张定方快步走来,脸色凝重,“叛军动向有异,白日虽未攻城,但营中兵马调动频繁。”
“入夜后,大批步骑举着火把出营,分多路向城北、城东、城西方向散去,似在…大举搜索!”
“搜索?”
周淮安眉头紧锁,“是冲着魏将军去的!”
许琅眼神微凝。
柳既是这条老狐狸,反应果然快。
河间大捷靠骑兵,今日守城逆转靠的还是骑兵。
魏无忌这支游离在外的机动力量,如同悬在柳既是头顶的利剑,他岂能容忍?
这大规模搜查,就是要拔掉这颗钉子!
“立刻传信魏无忌!”
许琅声音果断,“叛军大索周边,意在围歼尔部,着令尔等,隐蔽为先,伺机而动。”
“若情势危急,可相机率部暂离夏阳战场,向北转移至黑风岭一带待命,保存实力为上!”
“是!”
亲卫领命而去。
“王爷,柳既是老贼围而不攻,专搜魏将军,是想断我一臂啊!”
墨小蛮清冷的声音响起,“我们不能坐视不管!”
“自然不能。”
许琅眼中寒光一闪,“他既然想找,那我们就让他忙起来!”
“牛大力!”
“末将在!”
一个身材魁梧、声如洪钟的黑袍军悍将出列。
“着你挑选军中嗓门最大、身手最灵活的五百悍卒,分成十队!”
“自今夜起,轮番出城!”
“不需接战,只需靠近叛军营寨,敲锣打鼓,高声叫骂!”
“骂柳既是老迈昏聩,骂叛军将领都是缩头乌龟,骂他们三十万人被我们打得不敢露头!”
“怎么难听怎么骂,怎么气人怎么来,搅得他们日夜不宁!”
“记住,以骚扰疲敌为主,一击即走,绝不可恋战!”
“哈哈哈...末将得令!”
牛大力兴奋地摩拳擦掌,“骂人?这个俺老牛在行!”
“陈苗!”
许琅目光转向另一位沉稳的将领。
“末将在!”
“着你率本部两千轻骑,同样分成数股。
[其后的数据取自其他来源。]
PR #163, opened 2015-08-24
fixed major bug

CBarrett2:
where websocket returns latestBasket along with a closeEvent, which gets added to the new fake data when it shouldn't be!

### DIFF
--- a/src/assets/js/main.js
+++ b/src/assets/js/main.js
@@ -133,11 +133,10 @@
     }
 
     function liveCallback(socketEvent, latestBasket) {
-        var successfulOpen = socketEvent.type === 'open';
-        var successfulClose = socketEvent.type === 'close' && socketEvent.code === 1000;
         if (socketEvent.type === 'message' && latestBasket) {
             newBasketReceived(latestBasket);
-        } else if (!successfulOpen && !successfulClose) {
+        } else if (socketEvent.type === 'error' ||
+            (socketEvent.type === 'close' && socketEvent.code !== 1000)) {
             console.log('Error loading data from coinbase websocket: ' +
                 socketEvent.type + ' ' + socketEvent.code);
         }
--- a/src/assets/js/main.js
+++ b/src/assets/js/main.js
@@ -135,13 +135,12 @@
     function liveCallback(socketEvent, latestBasket) {
         if (socketEvent.type === 'message' && latestBasket) {
             newBasketReceived(latestBasket);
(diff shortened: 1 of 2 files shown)


src/assets/js/main.js
```diff
@@ -133,17 +133,13 @@
...
-        }
-
-        if (socketEvent) {
-            var successfulOpen = socketEvent.type === 'open';
-            var successfulClose = socketEvent.type === 'close' && socketEvent.code === 1000;
-            if (!successfulOpen && !successfulClose) {
-                console.log('Error loading data from coinbase websocket: ' +
-                    socketEvent.type + ' ' + socketEvent.code);
-            }
+        } else if (!successfulOpen && !successfulClose) {
```
jleft: I think this is trying to catch a WebSocket error, or a WebSocket closure which is not normal?

Maybe we should check for these, to increase readability (can assign to vars too, if it's easier to understand)?

`socketEvent.type === "error" || (socketEvent.type === 'close' && socketEvent.code !== 1000)`

jleft:
Good catch - please could an issue be created for this too (steps to reproduce, expected behaviour and actual behaviour)?

src/assets/js/main.js
CBarrett2: Okay, but we also need to ignore usual open events

jleft: > Okay, but we also need to ignore usual open events

Yeah, this should do that.

CBarrett2: Sorry, I misunderstood the code. You're right, I'll change this

CBarrett2:
Resolves #164

CBarrett2:
Made the changes :)

jleft:
> Resolves #164

Thanks :smiley: 

---

Just FYI on branch names - [hotfixes](http://nvie.com/posts/a-successful-git-branching-model/#hotfix-branches) usually fix critical bugs which are found in production (i.e. code which has been merged into the master branch).

Gitflow does [lack the concept of a distinct 'bugfix' branch](https://github.com/nvie/gitflow/issues/24), but that's because the branches are categorised by how they're _used_. As this this issue was found in the development branch, the workflow is exactly the same as a feature (we're branching off develop and merging back into develop). In future, I'd probably name the branch `feature/fix-some-bug` or `bugfix/some-bug`, but this is fine for now :-).

---

> Made the changes :)

:+1:

PR #166, opened 2015-08-24
fixed panning bug

### LINKED ISSUE #165: Add Loading Screen for Bitcoin data loading
Panning while a historic data callback comes back means that any subsequent movement from the same pan will move the new data according to the previous data's scale. 

To reproduce: change from generated data to live data then quickly start to pan on the generated data and hold the mouse down. When the new data loads, if you move the mouse (while still held down), the domain will shift to something similar to the domain of the previous set of data.

This could be fixed by adding a loading screen/hiding the charts - it depends how we want to deal with it.

CBarrett2:
Resolves #165 reasonably well by only changing domain if it's in the bounds of the data, but there are other possible solutions eg removing the charts when new data is being loaded

### DIFF
--- a/src/assets/js/main.js
+++ b/src/assets/js/main.js
@@ -32,7 +32,12 @@
         });
 
     function onViewChanged(domain) {
-        dataModel.viewDomain = [domain[0], domain[1]];
+        if (domain[0].getTime() < dataModel.data[0].date.getTime() ||
+            domain[1].getTime() > dataModel.data[dataModel.data.length - 1].date.getTime()) {
+            resetToLive();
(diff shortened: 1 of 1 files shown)


jleft:
Nice idea, but there still seems to be an issue where the extent rect will only snap back into place when the mouse is moved and not when the data is loaded (very minor issue though).

I think I'm leaning towards showing a loading indicator and hiding the charts.

CBarrett2:
I agree, I think we should add a loading screen - will comment on the bug - perhaps we should create an issue for this too?

PR #171, opened 2015-08-25
Update historic data feed start and end date when selecting Bitcoin data

### LINKED ISSUE #170: Bug: current time not updated when historic calls are made
The start and end dates for historic data are only set on initialization, meaning that 5 minutes into loading the program, historic calls will no longer get up-to-date data, while the live feed is, leaving a gap in the data

CBarrett2:
Resolves #170

### DIFF
--- a/src/assets/js/main.js
+++ b/src/assets/js/main.js
@@ -109,13 +109,8 @@
         onViewChanged(standardDateDisplay);
     }
 
-    var currDate = new Date();
-    var startDate = d3.time.minute.offset(currDate, -200);
-
     var historicFeed = fc.data.feed.coinbase()
-        .granularity(60)
-        .start(startDate)
-        .end(currDate);
+        .granularity(60);        
 
     var callbackGenerator = sc.util.callbackInvalidator();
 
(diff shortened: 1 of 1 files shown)


src/assets/js/main.js
```diff
@@ -159,10 +154,20 @@
         return callbackGenerator(onHistoricDataLoaded);
     }
 
+    function setHistoricDates() {
+        var currDate = new Date();
+        var startDate = d3.time.minute.offset(currDate, -200);
+        historicFeed.start(startDate)
+        .end(currDate);
```
jleft: Indent.

src/assets/js/main.js
```diff
@@ -159,10 +154,20 @@
         return callbackGenerator(onHistoricDataLoaded);
     }
 
+    function setHistoricDates() {
```
jleft: `updateHistoricFeedDateRangeToPresent`?

src/assets/js/main.js
```diff
@@ -159,10 +154,20 @@
...
+        var currDate = new Date();
+        var startDate = d3.time.minute.offset(currDate, -200);
+        historicFeed.start(startDate)
+        .end(currDate);
+    }
+
+    setHistoricDates();
```
jleft: Do we need this? Won't this always be done in the change event handler for type selection?

PR #174, opened 2015-08-26
Added button to change period of live data

CBarrett2:
There seems to be a bug where sometimes while loading 12 hour data no data is returned between ~3 and 15th august. I am sure the right request is being made though! 

Also wondering if now is a good time to split the data stuff out into a separate class, which contains ohlcWebsocketConverter and historicFeed, and deals with invalidating callbacks/changing both periods at once/ setting date start/ends automatically

### DIFF
--- a/src/assets/js/main.js
+++ b/src/assets/js/main.js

”
“叛军不是派兵出去搜索魏将军吗?你就带着人,专门去找他们那些搜索队!”
许琅嘴角扬起一丝冷笑,“给我远远缀着,抽冷子放几波箭雨,打他们个措手不及!”
“打完就跑,让他们搜也搜不安生,给魏将军那边打掩护!”
“末将明白!”
陈苗抱拳领命。
当夜,夏阳城四门悄然开启。
牛大力带着五百人如同鬼魅般潜出,分散靠近叛军围城部队的几处营寨。
寂静的夜里,突然爆发出震天的锣鼓声和污言秽语的叫骂声。
“柳既是你个缩头乌龟,三十万人打不下夏阳小城,还有脸当统帅?回家抱孙子去吧!”
“叛军的崽子们听着!你们主帅无能,累死三军!跟着他没前途,趁早投降!”
“你们尿裤子没干呢?还敢出来打仗?回家吃奶去吧!”
“……”
各种粗鄙不堪、极尽羞辱之词,在寂静的夜里传得格外远。
叛军围城部队被这突如其来的噪音攻击惊醒,气得七窍生烟,纷纷涌到营寨边怒骂回击,甚至有人忍不住开弓放箭。
但牛大力的人早有准备,躲在射程之外骂得更起劲了。
敲锣打鼓,鬼哭狼嚎,搅得叛军营地鸡飞狗跳,根本无法安歇。
与此同时,陈苗率领的轻骑斥候如同游走的狼群,在夏阳外围的丘陵、林地间神出鬼没。
一旦发现小股的叛军搜索队,立刻从侧翼或后方发起突袭。
一阵密集的箭雨覆盖过去,射倒十几二十人。
不等对方组织起有效反击,立刻拨转马头,呼啸而去,消失在夜色或地形之中。
搜索队疲于奔命,提心吊胆,搜索效率大减,更别说深入险地寻找魏无忌的主力了。
如此一连数日,白天叛军顶着烈日派出大队人马四处搜索,却被陈苗的轻骑不断骚扰袭扰,进展缓慢,还折损了不少人手。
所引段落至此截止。